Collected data
════════

PR #2483, opened 2023-01-22
Use sys.__excepthook__ and threading.__excepthook__

patrick91:
As suggested by @BryceBeagle , python provides `sys.__excepthook__`
and ~`threading.__excepthook__`~ (this is only in python 3.10), so there's no need to store them 
in variables.

We can merge this without a release 😊

### DIFF
--- a/strawberry/exceptions/handler.py
+++ b/strawberry/exceptions/handler.py
@@ -6,6 +6,12 @@ from typing import Any, Callable, Optional, Tuple, Type, cast
 
 from .exception import StrawberryException, UnableToFindExceptionSource
 
+if sys.version_info >= (3, 8):
+    original_threading_exception_hook = threading.excepthook
+else:
+    original_threading_exception_hook = None
+
+
 ExceptionHandler = Callable[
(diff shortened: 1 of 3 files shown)


botberry:

```markdown
Release type: patch

```

Here's the tweet text: 
```

```

strawberry/exceptions/handler.py
```diff
@@ -76,18 +68,18 @@ def strawberry_threading_exception_handler(
...
     _get_handler(exception_type)(exception_type, exception, traceback)
 
 
 def reset_exception_handler():
-    sys.excepthook = original_exception_hook
+    sys.excepthook = sys.__excepthook__
 
     if sys.version_info >= (3, 8):
-        threading.excepthook = original_threading_exception_hook
+        threading.excepthook = threading.__excepthook__
```
BryceBeagle, line 82: `threading.__excepthook__` is new in 3.10 not 3.8

patrick91: thanks! I'll revert it then!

════════

- **EXERCISE GOAL**
What is needed is an exact copy of the line containing "Here's the tweet" and each line after it, through the final line of the entries above.

- **EXERCISE RESPONSE**
Here's the tweet text: 
```

```

strawberry/exceptions/handler.py
```diff
@@ -76,18 +68,18 @@ def strawberry_threading_exception_handler(
...
     _get_handler(exception_type)(exception_type, exception, traceback)
 
 
 def reset_exception_handler():
-    sys.excepthook = original_exception_hook
+    sys.excepthook = sys.__excepthook__
 
     if sys.version_info >= (3, 8):
-        threading.excepthook = original_threading_exception_hook
+        threading.excepthook = threading.__excepthook__
```
BryceBeagle, line 82: `threading.__excepthook__` is new in 3.10 not 3.8

patrick91: thanks! I'll revert it then!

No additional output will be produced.